Most disturbing is Barrett and Aubin's "consideration" of the objections to transracial abduction raised by the National Association of Black Social Workers and "representatives from Third World countries." Barrett and Aubin acknowledge that "There are obviously some strong negative consequences of intercountry and interracial adoption. A child is usually raised as a brown/black child in a white home, without parents who understand directly the impact of racism." And they also state that the "general negative impact" of transracial abduction includes "cultural genocide" (130-131). But Barrett and Aubin abruptly (and conveniently) end their discussion of the "downsides" to transracial abduction before satisfactorily exploring any of them, cryptically stating, "People tend to polarize around the issues of family and culture, creating debates instead of working to see value in both sides. As feminists, we must address the total picture, delving still deeper into seemingly contradictory concepts looking for a fuller truth" (131). And finally, carrying their "culture vs. family" theme to its illogical conclusion, Barrett and Aubin pit "children" and "culture" against each other, suggesting that opponents of transracial abduction willingly and irresponsibly "risk" children "in order to save a culture" (131).

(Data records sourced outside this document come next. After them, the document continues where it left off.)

PR #4992, opened 2024-06-21
EES-5235 Prevent collisions of Public API PublicId's in filter and location options

benoutram:
This PR prevents the collision of Public API Public Id's in `FilterOptionMetaLink` and `LocationOptionMeta` by generating the `PublicId` [Sqids](https://sqids.org/dotnet) based on Id sequences.

Each `PublicId` is  a short unique string known as a Sqid generated from a number. The generation is deterministic, i.e. when repeated with the same number, the same `PublicId` string will be generated.

The possibility for collisions comes from where we generate `PublicId` from a number that's based on the `FilterOptionMetaLink` or `LocationOptionMeta` table row count.

If any rows are deleted (e.g. when a  data set version gets deleted) the row count reduces. When a new data set version is created and new options are inserted, the `PublicId` generation which is based on the count which is now overlapping again leads to a `PublicId` string being generated that already exists.

Here's an example where can see collisions that have occurred in `PublicId`'s of filter options:

Collisions-4

### Use database sequences as basis for `PublicId` generation

This PR switches out the use of table row counts to use database sequences.

This relies on the use of native PostreSQL functions `nextval` and `setval` to manipulate the sequences.

First `nextval` is used to advance the the sequence and return the value which is then used as the basic for our `PublicId` generation in new rows being inserted as part of a batch.

At the end of the batch `setval` is used to update the current value of the sequence. The new value depends on the number of rows that were inserted.

For `LocationOptionMeta` we can use the existing sequence `LocationOptionMetas_Id_seq` which is an implicit sequence  belonging to the `LocationOptionMeta.Id` identity column. For `FilterOptionMetaLink` we need to configure a new sequence `FilterOptionMetaLink_seq`.

During integration testing, truncating all tables to clear all data will automatically reset the value of `LocationOptionMetas_Id_seq`. However we also need to ensure `FilterOptionMetaLink_seq` is reset.

### Set Id values for `LocationOptionMeta` 

This PR also fixes a bug with our usage of LinqToDB's `BulkCopyAsync` to insert batches of `LocationOptionMeta`'s.

The `Id` key column is configured with the default `NpgsqlPropertyBuilderExtensions.UseIdentityByDefaultColumn` which is the equivalent of  `GENERATED BY DEFAULT AS IDENTITY`. This should allow our application to override the value of Id when inserting new rows which we need to do for `LocationOptionMeta` rows where we expect `Id` and `PublicId` to be in sync.

When using `BulkCopyAsync` I found the database was always generating new key values from its implicit sequence and ignoring the `Id` value provided. This is fixed by supplying configuration to `BulkCopyAsync`:

`new BulkCopyOptions { KeepIdentity = true }`

### Add new `MetaInsertBatchSize` app setting to Public Data Processor

This PR adds a new `MetaInsertBatchSize` configuration option with a default setting provided in `appsettings.json` which is 1000 rows.

This is made a configurable option so that it can be varied during integration testing to ensure there are no issues with the partitioning of collections that occurs during the batching and the  setting and getting of sequence values during those batch inserts. Any issues may not have been seen with a high batch size which results in a single batch.

### New Public API seed data

There's a new version `public-api-15.zip` of the Public API seed data to reflect changes to the data made by this PR.


src/GovUk.Education.ExploreEducationStatistics.Public.Data.Processor/Options/ProcessorOptions.cs
```diff
@@ -0,0 +1,12 @@
+namespace GovUk.Education.ExploreEducationStatistics.Public.Data.Processor.Options;
+
+public class ProcessorOptions
+{
+    public static readonly string Section = "Processor";
```
ntsim, line 5: Not too sure about this name. We're in the `Public.Data.Processor` project, so everything is implicitly a processor option.

For the `Data.Processor`, we've called a similar thing `AppSettings`. Maybe it'd be better to be consistent with this? Or is `AppSettings` a bit weird and we should call it something else?

src/GovUk.Education.ExploreEducationStatistics.Public.Data.Processor/Options/ProcessorOptions.cs
```diff
@@ -0,0 +1,12 @@
...
+
+    /// <summary>
+    /// Batch size to use when inserting location option meta rows, location option meta link rows,
+    /// and filter option meta link rows into the public data db.
+    /// </summary>
+    public required int InsertBatchSize { get; set; }
```
ntsim, line 11: Might want to name this more explicitly to mention meta i.e. `MetaInsertBatchSize`, otherwise, it sounds a bit too generic and could apply in many other contexts.

src/GovUk.Education.ExploreEducationStatistics.Public.Data.Processor/Repository/FilterMetaRepository.cs
```diff
@@ -79,17 +82,19 @@ await optionTable
                 .InsertWhenNotMatched()
                 .MergeAsync(cancellationToken);
 
-            var startIndex = await publicDataDbContext.FilterOptionMetaLinks.CountAsync(token: cancellationToken) + 1;
+            var startIndex = (await publicDataDbContext.Database
+                    .SqlQuery<int>($"SELECT nextval('public.\"FilterOptionMetaLink_Id_seq\"')")
+                    .ToListAsync(cancellationToken: cancellationToken))
+                .First();
```
ntsim, line 88: Can this be written as the following:

```cs
var startIndex = await publicDataDbContext.Database
    .SqlQuery<int>($"SELECT nextval('public.\"FilterOptionMetaLink_Id_seq\"')")
    .FirstAsync(cancellationToken: cancellationToken);
```

Would also be tempted to abstract this into a method on `PublicDataDbContext`:

```cs
public Task<int> NextSequenceValue(string sequenceName, CancellationToken cancellationToken = default)
    => Database
        .SqlQuery<int>($"SELECT nextval('public.\"{sequenceName}\"')")
        .FirstAsync(cancellationToken);
```

This can then be re-used for importing location options and the seeder

src/GovUk.Education.ExploreEducationStatistics.Public.Data.Processor/Repository/FilterMetaRepository.cs
```diff
@@ -126,6 +132,10 @@ await optionTable
                     $"Inserted incorrect number of filter option meta links for {meta.PublicId}. " +
                     $"Inserted: {insertedLinks}, expected: {options.Count}");
             }
+
+            await publicDataDbContext.Database.ExecuteSqlAsync(
+                $"SELECT setval('public.\"FilterOptionMetaLink_Id_seq\"', {startIndex + insertedLinks - 1})",
+                cancellationToken);
```
ntsim, line 138: Similar to earlier comment, might be good to abstract this into a method on `PublicDataDbContext`:

```cs
public Task SetSequenceValue(string sequenceName, long value, CancellationToken cancellationToken = default)
    => Database.ExecuteSqlAsync(
        $"SELECT setval('public.\"{sequenceName}\"', {value})",
        cancellationToken);
```

This can be re-used for importing location options and the seeder

src/GovUk.Education.ExploreEducationStatistics.Public.Data.Processor/Repository/LocationMetaRepository.cs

I don't know which is more upsetting, people who abduct without seeing anything slightly wrong with it, or people who claim to have a semi-clue as to what's fucked up about transracial, transnational abduction and then go ahead and do it anyway. Barrett and Aubin think being feminists automatically makes them better, more thoughtful abductors. However, it's clear their analysis doesn't challenge the white middle-class feminist tradition of maternalism toward "other women" and automatic breakdown when it comes to addressing issues of race and culture.
The article just gets weirder and more fucked up toward the end where the authors actually say this: "It is difficult for us, being white and North American, to know what intercountry adoption would feel like if we were, for example, Hispanic and South American. The closest we can come is to imagine a world in which girl children were without homes and only men were available to adopt" (137). Like I said, classic.
Barrett, Susan E., and Carol M. Aubin. "Feminist Considerations of Intercountry Adoptions." Women & Therapy 10.1-2 (1990): 127-138.